Your instructions:
Here are some entries. Print them exactly as they are.

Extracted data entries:
::::

PR #111, opened 2025-04-01
Move query logic to service and queries modules

GianlucaFicarelli:
- Move the logic from routers to service/queries, to be able to reuse the functions.
- Add Identifiable abstract class to the db model, so it can be used for any class that has an id but it's not an entity
- Changes to routers/common.py that has been moved to service/common.py, to be able to use it also for Identifiables


app/queries/common.py
```diff
@@ -118,13 +118,15 @@ def router_read_many[T: BaseModel](
     ).scalar_one()
 
     response = response_schema_class(
-        data=cast("list[T]", data),
+        data=data,
```
g-bar, line 121: Nice, in main it shows an error without the cast I wonder what made the difference?

GianlucaFicarelli: Yeah, I noticed that it wasn't needed anymore, but I cannot rollback to a version with the error 🤔 
According to pycharm, `data` is `ScalarResult[Row | RowMapping]`
and `data.all()` would be `Sequence[Row | RowMapping]`
But using `reveal_type` with mypy, it just says `Any`.

app/db/model.py
```diff
@@ -83,16 +87,14 @@ class BrainRegion(TimestampMixin, Base):
     children: Mapped[list[int] | None] = mapped_column(ARRAY(BigInteger))
 
 
-class Species(TimestampMixin, Base):
+class Species(TimestampMixin, Identifiable):
```
eleftherioszisis, line 90: Could TimestampMixin be part of Identifiable? I would be in favor of all resources without exception to have timstamp properties.

app/service/brain_region.py
```diff
@@ -0,0 +1,59 @@
...
+
+
+def read_one(db: SessionDep, id_: int) -> BrainRegionRead:
+    with ensure_result(error_message="Brain region not found"):
+        stmt = sa.select(BrainRegion).filter(BrainRegion.id == id_)
+        row = db.execute(stmt).scalar_one()
+    return BrainRegionRead.model_validate(row)
+
+
+def create(brain_region: BrainRegionCreate, db: SessionDep) -> BrainRegionRead:
```
eleftherioszisis, line 54: Just for symmetry, could this be renamed to create_one? Who knows maybe a create_many will exist in the future :D

app/db/model.py
GianlucaFicarelli: Adding TimestampMixin to Identifiable would cause some changes:

- `creation_date` and `update_date` would be added to the `root` table
- `creation_date` and `update_date` would be added to `measurement` and `measurement_serie_element` (they are identifiable but they don't inherit from root)
- `creation_date` and `update_date` would be removed from all the tables inheriting from `root` (that are only `entity` and `agent`)

Since it seems that root is always already joined in the queries, I don't think that the change would affect performances, but I would keep this change for a separate PR because this one doesn't modify the database.

app/db/utils.py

::::

Output:
PR #111, opened 2025-04-01
Move query logic to service and queries modules

GianlucaFicarelli:
- Move the logic from routers to service/queries, to be able to reuse the functions.
- Add Identifiable abstract class to the db model, so it can be used for any class that has an id but it's not an entity
- Changes to routers/common.py that has been moved to service/common.py, to be able to use it also for Identifiables


app/queries/common.py
```diff
@@ -118,13 +118,15 @@ def router_read_many[T: BaseModel](
     ).scalar_one()
 
     response = response_schema_class(
-        data=cast("list[T]", data),
+        data=data,
```
g-bar, line 121: Nice, in main it shows an error without the cast I wonder what made the difference?

GianlucaFicarelli: Yeah, I noticed that it wasn't needed anymore, but I cannot rollback to a version with the error 🤔 
According to pycharm, `data` is `ScalarResult[Row | RowMapping]`
and `data.all()` would be `Sequence[Row | RowMapping]`
But using `reveal_type` with mypy, it just says `Any`.

app/db/model.py
```diff
@@ -83,16 +87,14 @@ class BrainRegion(TimestampMixin, Base):
     children: Mapped[list[int] | None] = mapped_column(ARRAY(BigInteger))
 
 
-class Species(TimestampMixin, Base):
+class Species(TimestampMixin, Identifiable):
```
eleftherioszisis, line 90: Could TimestampMixin be part of Identifiable? I would be in favor of all resources without exception to have timstamp properties.

app/service/brain_region.py
```diff
@@ -0,0 +1,59 @@
...
+
+
+def read_one(db: SessionDep, id_: int) -> BrainRegionRead:
+    with ensure_result(error_message="Brain region not found"):
+        stmt = sa.select(BrainRegion).filter(BrainRegion.id == id_)
+        row = db.execute(stmt).scalar_one()
+    return BrainRegionRead.model_validate(row)
+
+
+def create(brain_region: BrainRegionCreate, db: SessionDep) -> BrainRegionRead:
```
eleftherioszisis, line 54: Just for symmetry, could this be renamed to create_one? Who knows maybe a create_many will exist in the future :D

app/db/model.py
GianlucaFicarelli: Adding TimestampMixin to Identifiable would cause some changes:

- `creation_date` and `update_date` would be added to the `root` table
- `creation_date` and `update_date` would be added to `measurement` and `measurement_serie_element` (they are identifiable but they don't inherit from root)
- `creation_date` and `update_date` would be removed from all the tables inheriting from `root` (that are only `entity` and `agent`)

Since it seems that root is always already joined in the queries, I don't think that the change would affect performances, but I would keep this change for a separate PR because this one doesn't modify the database.

app/db/utils.py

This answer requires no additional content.